No creo que se pueda definir con una palabra ese nervio conductor y tenso que sin asomar jamás a la pantalla, enhebrando todas las escenas, permite que toda la proyección desde el principio hasta el fin tenga interés y tal vez un único interés. Supongo que no siempre será de la misma clase; ora la gracia, ora la compasión, ora la intriga... no lo sé, todo lo que se quiera, todo de lo que –con su conocido talento para el disimulo, la perversión, la vulgarización de lo exquisito- carecen un Visconti o un Rocha. Un sentimiento bien llevado basta no sólo para llenar una hora y media sino para alcanzar el supremo espejismo de que esa hora y media no pueda ser otra ni puede cumplirse de otra manera. Por ejemplo, el aburrimiento de tres niñas huérfanas durante los últimos días de sus vacaciones de verano. Es la misma declaración –desde la perspectiva de los seis, ocho o diez años- de Nizan en el pórtico de Aden-Arabie: “Je ne laisserai personne dire que c’est la plus bel âge de la vie”. Pero el aburrimiento es siempre una consecuencia, nunca lo originario ni lo primordial. Existe un pathos que crea el clima de aburrimiento que no se despejará mientras aquél se inmovilice, de la misma manera que sólo el viento levantará la niebla.  El pathos se halla por doquier: en las fotografías con que ya no se distrae la abuela paralítica, como ya no se alimenta la persona desganada que picotea unas avellanas; en la soledad de una criada rezongona que muestra sus ubres como inmóviles testimonios de antiguas concusiones carnales; en el baile de tres niñas dos a dos que sólo esperan gracias a él transportarse más allá de esa abyecta edad que nada –sino pequeños deberes y reprimendas- les puede ofrecer. Y más allá del horizonte de las niñas, la terrible sospecha de que –a la vista de lo que han vivido sus mayores- lo que les va a ofrecer el tiempo venidero es mucho peor. En el espejo cronológico por el que transcurre la película –dejando de lado ese abstracto futuro desde el que una de las supervivientes vuelve hacia atrás su mirada- no ha lugar a esperar que mitigue el aburrimiento; tan sólo del colegio con sus clases –por la ocupación del propio tiempo desde fuera- puede llegar un alivio cierto.

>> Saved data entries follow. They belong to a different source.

PR #1979, opened 2020-04-27
Add shellcheck and others to prow-tests image

coryrc:
The former for adding a presubmit
The others for being prepared for future use from the image (currently
they are used directly via "go run" in the scripts).


chaodaiG:
/assign chizhg

I think Chi has different opinions over how tools should be installed in Knative

Issue #1970, opened 2020-04-24
Unified story of using k8s/test-infra tools with bazel


chaodaiG:
There are currently a few places where bazel are used in this repo, based on the usage this can be divided into these categories:
- Used only by test-infra:
  - [Update testgrid config](https://github.com/knative/test-infra/blob/f645de8d9a500a3fd00149f1b4e693029d678132/config/prow_common.mk#L120)
  - [run_job.sh](/config/prow/run_job.sh)
- Used by other repos 
  - Installed in [Prow test image](https://github.com/knative/test-infra/blob/f645de8d9a500a3fd00149f1b4e693029d678132/images/prow-tests/Dockerfile#L53)

For the usage only by test-infra, the bazel runtime is declared by an out-dated [WORKSPACE](/WORKSPACE) file, which has been so old that it's almost not possible to keep it up-to-date. We need a better story with using bazel

/cc @chizhg

chizhg:
@cjwagner Do you have a suggestion on how to solve this issue? How are other repos running commands from k8s/test-infra repo such as `mkpj`? Thanks!

cjwagner:
All Prow binaries are published as container images and all images are published together whenever one changes so that a consistent image version tag can be used across Prow components. Using components with different versions together or building with bazel from an arbitrary commit can cause in problems due to version skew between components. e.g. using a newer version of `mkpj` than `plank` could create PJs that use fields that are not yet considered valid by plank.
All the available images can be found under [gcr.io/k8s-prow/](https://gcr.io/k8s-prow/)
Here is an example use of the `mkpj` and `mkpod` containers: https://github.com/kubernetes/test-infra/blob/c5d8bee32b32fba5d2fa278acc0950ab88715d7f/prow/pj-on-kind.sh#L29-L30

coryrc:
So we'd `docker run` them somehow?

cjwagner:
> So we'd `docker run` them somehow?

Yes, see my link above for some example `docker run` commands for `mkpj` and `mkpod`.

chizhg:
> > So we'd `docker run` them somehow?
> 
> Yes, see my link above for some example `docker run` commands for `mkpj` and `mkpod`.

Thanks Cole!!

It seems `//testgrid/cmd/configurator` is not built as an image, or maybe it was in a different registry? If indeed not, can we built it as an image as well?

cjwagner:
[...]

PR #1981, opened 2020-04-27
Run Prow job ad hoc using docker command instead of bazel

chaodaiG:
Keeps us using updated mkpj while not relying on bazel

Part of: #1970

/assign chizhg
/cc cjwagner

### DIFF
--- a/config/prow/run_job.sh
+++ b/config/prow/run_job.sh
@@ -33,7 +33,7 @@ JOB_CONFIG_YAML=${REPO_ROOT_DIR}/config/prow/jobs
 docker run -i --rm \
     -v "${PWD}:${PWD}" -v "${CONFIG_YAML}:${CONFIG_YAML}" -v "${JOB_CONFIG_YAML}:${JOB_CONFIG_YAML}" \
     -w "${PWD}" \
-    gcr.io/k8s-prow/mkpj \
+    gcr.io/k8s-prow/mkpj:v20200427-84e5e2b2c \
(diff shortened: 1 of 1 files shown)


config/prow/run_job.sh
```diff
@@ -26,13 +26,17 @@ cd ${REPO_ROOT_DIR}
...
-
 JOB_YAML=$(mktemp)
 CONFIG_YAML=${REPO_ROOT_DIR}/config/prow/core/config.yaml
 JOB_CONFIG_YAML=${REPO_ROOT_DIR}/config/prow/jobs
-${run_mkpj} --job=$1 --config-path=${CONFIG_YAML} --job-config-path=${JOB_CONFIG_YAML} > ${JOB_YAML}
+
+docker run -i --rm \
+    -v "${PWD}:${PWD}" -v "${CONFIG_YAML}:${CONFIG_YAML}" -v "${JOB_CONFIG_YAML}:${JOB_CONFIG_YAML}" \
+    -w "${PWD}" \
+    gcr.io/k8s-prow/mkpj \
```
chizhg, line 36: How about we pin the version here? Otherwise you'll need to download a new image almost every time. `mkpj` does not change much often AFAICT.

chizhg: Though the best approach would be `prow-auto-bumper` also update this image.

chaodaiG: agreed, done.

PR #1997, opened 2020-04-29
Mirror copy from staging to prod configs while auto update

chaodaiG:
/assign chizhg
/cc chizhg

### DIFF
--- a/tools/prow-config-updater/updater.go
+++ b/tools/prow-config-updater/updater.go
@@ -17,8 +17,10 @@ limitations under the License.
 package main
 
 import (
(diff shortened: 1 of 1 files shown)


chizhg:
@googlebot rescan

chizhg:
Hmm, does the current logic have issues? What's the reason for this change?

chaodaiG:
Sorry for not making it clear. The current copying logic doesn't take care of configs that are deleted, so deleting before copying

chizhg:
I see. Thanks.
/lgtm

PR #1998, opened 2020-04-30
revert the changes in function run_go_tool

chizhg:

/cc @chaodaiG


chaodaiG:
This might happen to other tools that we rely on, may be we should reconsider doing this for other tools as well?

PR #1999, opened 2020-05-01
Switch the master branches for all repos to run with Go 1.14

chizhg:
We don't see issues for serving and knative-gcp when they run the tests with Go 1.14, so aggressively switch Prow jobs on master branches for all repos to run with Go 1.14. Also fixes some previously misconfigured Prow jobs.

/cc @chaodaiG 
/hold


chaodaiG:
let it rip

PR #2000, opened 2020-05-01
Configurator use docker run

chaodaiG:
/assign chaodaiG
/cc chaodaiG

/hold
Configurator is not fully published yet, current latest has a dirty tag


chaodaiG:
Updated to use configurator image in prod
/unhold

Fixes: #1970

PR #89, opened 2021-04-01
update source creation steps

maskarb:
1. make the source creation docs a little more generic. The sources wizard should be the real guide, not the docs here.
2. added a `faqs` doc. Includes steps for forcing v0.9.4 -> v0.9.5 upgrade.


abaiken (approved):
Looks good!

PR #100, opened 2021-07-15
COST-1551: OCP logging & status reflection

abaiken:
Add logs to the file upload


packaging/packaging.go
```diff
@@ -175,14 +183,28 @@ func (p *FilePackager) writeTarball(tarFileName, manifestFileName string, archiv
...
+	files = append(files, manifestFileName)
 	for idx, filePath := range archiveFiles {
 		if strings.HasSuffix(filePath, ".csv") {
 			uploadName := p.uid + "_openshift_usage_report." + strconv.Itoa(idx) + ".csv"
+			files = append(files, uploadName)
 			if err := p.addFileToTarWriter(uploadName, filePath, tw); err != nil {
 				return fmt.Errorf("writeTarball: failed to create tar file: %v", err)
 			}
+		} else {
+			files = append(files, filePath)
```
maskarb, line 196: Why is this `else` here?

controllers/kokumetricsconfig_controller.go
```diff
@@ -470,8 +470,13 @@ func uploadFiles(r *KokuMetricsConfigReconciler, authConfig *crhchttp.AuthConfig
 			return err
 		}
 		ingressURL := kmCfg.Status.APIURL + kmCfg.Status.Upload.IngressAPIPath
-		uploadStatus, uploadTime, err := crhchttp.Upload(authConfig, contentType, "POST", ingressURL, body)
+		uploadInfo, exists := fileInfo[file]
```
maskarb, line 473:
```suggestion
		uploadInfo, exists := fileInfo[file]
		if !exists {
			<log something>
			continue // skip processing this file
		}
```

This `exists` should be immediately checked. If the file isn't there, then I'm pretty sure `uploadInfo` will be `nil` and the logic below will fail.

controllers/kokumetricsconfig_controller.go
```diff
@@ -481,6 +486,9 @@ func uploadFiles(r *KokuMetricsConfigReconciler, authConfig *crhchttp.AuthConfig
 		if strings.Contains(uploadStatus, "202") {
 			kmCfg.Status.Upload.LastSuccessfulUploadTime = uploadTime
 			// remove the tar.gz after a successful upload
+			if exists {
```
maskarb, line 489: If the `exists` is checked above, then this `if` statement can be removed.

packaging/packaging.go
abaiken: It is pre-emptive because i am going to add a file to the payload in a future PR with the CR status/any errors and it will be in json format

maskarb: 🤔  Why would we add a new file instead of just adding it into a field in the manifest file?

abaiken: I'll remove it for now, but the story is left undefined on if we want to add to the manifest or add a new file so I might add it back when I pick up that issue (just depends on the what makes the most sense)

controllers/kokumetricsconfig_controller.go
abaiken: Added a check for exists immediately below grabbing the file info

packaging/packaging.go
```diff
@@ -498,3 +500,45 @@ func (p *FilePackager) PackageReports() error {
...
+		if err != nil {
+			log.Info("Could not read from the buffer.")
+			return fileInfo, err
+		}
+		s := buff.String()
+		if err := json.Unmarshal([]byte(s), &fileInfo); err != nil {
+			log.Info("Could not load the manifest json.")
+			return fileInfo, err
+		}
+	}
```
maskarb, line 542:
```suggestion
		}
	break // exit `for` loop after processing the manifest.json
	}
```

packaging/packaging.go
```diff
@@ -498,3 +500,46 @@ func (p *FilePackager) PackageReports() error {
...
+		if err != nil {
+			log.Info("Could not read from the buffer.")
+			return fileInfo, err
+		}
+		s := buff.String()
+		if err := json.Unmarshal([]byte(s), &fileInfo); err != nil {
+			log.Info("Could not load the manifest json.")
+			return fileInfo, err
+		}
+	break // exit `for` loop after processing the manifest.json
```
maskarb, line 542:
```suggestion
		break // exit `for` loop after processing the manifest.json
```

abaiken: fixed

maskarb (approved):
looks good! thanks for making all these changes!

PR #103, opened 2021-07-27
Add a statement to check if either the cluster version or cluster id isn't there

abaiken:
caught this during release testing


maskarb (approved):
lgtm!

Ciertamente la horrenda tragedia por la que han pasado las niñas –sobre todo la central y sólo porque a causa de su insomnio ha sido testigo de las escenas más crueles, pues Saura con sumo tiento ha tenido buen cuidado de no manifestar en ella un rasgo de carácter decididamente diferencial- pesa demasiado para que quepa esperar otra cosa; el abandono de la madre y una muerte presentada con sus rasgos más atroces; la sustitución de su ternura por la disciplina ancilar; la culpable frivolidad del padre; el implacable distanciamiento del mundo de los mayores (que se manifiesta en lo sucesivo en la forma de órdenes, miedo, deseos de muerte, antipatía, imposibilidad de llegar al corazón de nadie y menos de la peripuesta, acicalada, estupefacta y sonriente abuela de la que por sus escasos gestos cabe colegir que un día albergó alguna ternura, no se sabe por qué ni por quién) y esa crisálida del vacío que no será capaz de romper una canción, ni una muñeca, ni una pistola, ni una excursión al campo, ni la cháchara agridulce de la doméstica, pautado y acentuado por el paso frente a la puerta del dormitorio –casi siempre en la misma dirección- del fantasma querido de su madre.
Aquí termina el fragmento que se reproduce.